Stored data entries:
PR #799, opened 2024-11-04
test: Multi-Port Network Namespaces

### LINKED ISSUE #261: infamy: Add support for link breakers
To be able to test link loss without link down, required to test LACP, RSTP, MRP and BFD.

An example can be to add an attribute to a link in the physical topology:
<pre>
dut3:eth2 -- dut1:eth2 [controllable=qemu] # qemu monitor / a controllable switch when test physical devices
</pre>

And in the virtual topology:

## Requirement
Your task is to reproduce all the records above exactly as they appear.

## Answer section
PR #799, opened 2024-11-04
test: Multi-Port Network Namespaces

### LINKED ISSUE #261: infamy: Add support for link breakers
To be able to test link loss without link down, required to test LACP, RSTP, MRP and BFD.

An example can be to add an attribute to a link in the physical topology:
<pre>
dut3:eth2 -- dut1:eth2 [controllable=qemu] # qemu monitor / a controllable switch when test physical devices
</pre>

And in the virtual topology:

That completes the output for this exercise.